I don't know about best, but I've had a 64" Big Jim Buffalo Bow and a 67" McCullough Griffin. 

The Griffin was a real shooter, probably the quietest bow I've ever had. It's no wonder they have a cult status and go fast if they show up in the classifieds. Getting a new one is about a 3-4 year wait.

The Big Jim Buff had as nice a fit and finish as any bow I've ever seen, on a par with my Blacktails. Nice shooting bow but the grip was wrong for my hand.

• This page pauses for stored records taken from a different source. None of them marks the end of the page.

Issue #9, opened 2016-04-02
PR/commit status


jakirkham:
Would be nice to have some sort of PR/commit status (green/red) to tell us if the linting is passing or not as well. This will help us avoid merging bad recipes by accident. Also, it could help contributors see in summary form what is still wrong with a recipe.

jakirkham:
Looks like this might be very [straightforward]( https://github.com/PyGithub/PyGithub/blob/master/github/Commit.py#L154 ).

pelson:
🎉  - great idea @jakirkham!

jakirkham:
Thanks for implementing it.

PR #6, opened 2016-03-31
No recipe

pelson:
This is a testing PR which shouldn't be closed. I encourage everybody to unsubscribe from it, as this is the foundation for some of the testing of this service.

PR #5, opened 2016-03-31
Bad branch

pelson:
This is a testing PR which shouldn't be closed. I encourage everybody to unsubscribe from it, as this is the foundation for some of the testing of this service.

PR #11, opened 2016-04-02
WIP: Adds GitHub status for commits

jakirkham:
Fixes https://github.com/conda-forge/conda-forge-webservices/issues/9

Attempts to add a GitHub status for each commit. Turns out that this is pretty simple to do with GitPython and PyGithub (at least it seems). However, needs to be tested somehow. Also, may need some token permission tweaks. This intended to be extremely basic, but could be built on by others in the future. Some examples below.

* Adding a URL (could point to the posted comment) (tricky as the URL is needed when posting status)
* Could add a pending status. Trick as it might accidentally create two statuses (pending and final).

ref: https://developer.github.com/v3/repos/statuses/
ref: https://github.com/PyGithub/PyGithub/blob/v1.26.0/github/Commit.py#L153
ref: http://gitpython.readthedocs.org/en/stable/tutorial.html#understanding-objects

### DIFF
--- a/conda_forge_webservices/linting.py
+++ b/conda_forge_webservices/linting.py
@@ -38,6 +38,7 @@ def compute_lint_message(repo_owner, repo_name, pr_id):
         repo = Repo.clone_from(repo.clone_url, tmp_dir)
         repo.remotes.origin.fetch('pull/{pr}/head:pr/{pr}'.format(pr=pr_id))
         repo.refs['pr/{}'.format(pr_id)].checkout()
+        sha = repo.head.object.hexsha
         recipes = [y for x in os.walk(tmp_dir)
                    for y in glob(os.path.join(x[0], 'meta.yaml'))]
         all_pass = True
@@ -74,6 +75,7 @@ def compute_lint_message(repo_owner, repo_name, pr_id):
     {{}}
     """.format(recipe_code_blocks)).format('\n'.join(messages))
 
+    commit = repository.get_commit(sha)
     if not recipe_dirs:
         message = textwrap.dedent("""
             Hi! This is the friendly conda-forge-admin automated user.
@@ -83,8 +85,10 @@ def compute_lint_message(repo_owner, repo_name, pr_id):
             """)
     elif all_pass:
         message = good
+        commit.create_status("success", description="All recipes are excellent.", context="conda-linter-bot")
     else:
         message = bad
+        commit.create_status("failure", description="Some recipes need some changes.", context="conda-linter-bot")
 
     return message
 


conda_forge_webservices/linting.py
```diff
@@ -38,6 +38,7 @@ def compute_lint_message(repo_owner, repo_name, pr_id):
         repo = Repo.clone_from(repo.clone_url, tmp_dir)
         repo.remotes.origin.fetch('pull/{pr}/head:pr/{pr}'.format(pr=pr_id))
         repo.refs['pr/{}'.format(pr_id)].checkout()
+        sha = repo.head.object.hexsha
```
jakirkham: Will need a text string (not binary) of the SHA. Hoping that is what this is.

jakirkham: Note we also want the same commit that we generate our comment for. So that is what I am trying to get here.

conda_forge_webservices/linting.py
```diff
@@ -74,6 +75,7 @@ def compute_lint_message(repo_owner, repo_name, pr_id):
     {{}}
     """.format(recipe_code_blocks)).format('\n'.join(messages))
 
+    commit = repository.get_commit(sha)
```
jakirkham: Gets a PyGithub `Commit` object so that we can add a status.

conda_forge_webservices/linting.py
```diff
@@ -83,8 +85,10 @@ def compute_lint_message(repo_owner, repo_name, pr_id):
             """)
     elif all_pass:
         message = good
+        commit.create_status("success", description="All recipes are excellent.", context="conda-linter-bot")
```
jakirkham: The status strings are pretty specific. So, must be `"success"` here. The rest is just what I filled in. Can be changed.

conda_forge_webservices/linting.py
```diff
@@ -83,8 +85,10 @@ def compute_lint_message(repo_owner, repo_name, pr_id):
...
     else:
         message = bad
+        commit.create_status("failure", description="Some recipes need some changes.", context="conda-linter-bot")
```
jakirkham: Same story here. Though I think we should use the same `context` in both cases whatever we decide to call it.

jakirkham:
Not sure what is up with the test failure. Seems the `GH_TOKEN` is not set.

pelson:
> Not sure what is up with the test failures. Seems the GH_TOKEN is not set.

Indeed. You need to commit to this repo for the tests to pass (it is pretty intrinsically requiring a GH_TOKEN, so no other option here).

In terms of the approach - I'm keen to keep the "figure out the message" from the "post the message" as it made the whole thing easier to test. Therefore, rather than passing just a string out of the function, we need to pass some context of success, failure etc. and then do the status outside of that function.

:+1: - on the concept of making a status message on each PR

jakirkham:
> Indeed. You need to commit to this repo for the tests to pass (it is pretty intrinsically requiring a GH_TOKEN, so no other option here).

Sorry, not following. Haven't had coffee yet. :coffee: I hope this doesn't mean we need to commit a `GH_TOKEN`. Does this mean commit privileges to this repo?

> In terms of the approach - I'm keen to keep the "figure out the message" from the "post the message" as it made the whole thing easier to test. Therefore, rather than passing just a string out of the function, we need to pass some context of success, failure etc. and then do the status outside of that function.

No complaints with having/keeping comments. Just thinking it would be nice to have statuses, as well. They are a nice simple statistic. Particularly as people start moving large chunks of their personal recipes here.

As far as testing goes, we can actually use the status API to read what the status is for a commit. However, it will likely be difficult for me to test this while I am getting these `GH_TOKEN` issues.

Where would you rather have this status set? They seem to need much of the same information.

pelson:
> Sorry, not following. Haven't had coffee yet. :coffee: I hope this doesn't mean we need to commit a GH_TOKEN. Does this mean commit privileges to this repo?

You would need commit privs to this repo to get the green light (I've added you). Just push to a feature branch and propose another PR and you should get CI passing.

> As far as testing goes, we can actually use the status API to read what the status is for a commit. 

:+1: - we may need to get the PRs #4, #5 and #6 re-opened to set the status (they are closed at the minute as they have diverging histories, but the intention was for them to remain open for testing)

You can also test locally with your own GH_TOKEN:

```
GH_TOKEN=$(~/.conda-smithy/github.token) nosetests conda_forge_webservices
```

jakirkham:
This is being replaced by this PR ( https://github.com/conda-forge/conda-forge-webservices/pull/12 ).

I would have like to keep both, but couldn't. Here's a couple pics of the Big Jim Buffalo, I'm afraid I deleted the photos of the Griffin.


----------



## GPW (May 12, 2012)

I still like my 21’st Century’s ... Kegans' look pretty Darn GOOD too... and he’s still “affordable” ....


----------



## bulldog18 (Jan 20, 2006)

For me it is my Dwyer Endeavor.


----------



## vabowdog (Dec 13, 2007)

I like the Fox Triple Crown 

Dewayne


----------



## rattus58 (Jul 9, 2007)

ChadMR82 said:


> I have my opinion on this matter, but wanted to see what everyone else thought. Don't be afraid to post pictures.


WEll I'm told I just bought the mose valu-able from Kegan... :grin:


----------



## rattus58 (Jul 9, 2007)

GPW said:


> I still like my 21’st Century’s ... Kegans' look pretty Darn GOOD too... and he’s still “affordable” ....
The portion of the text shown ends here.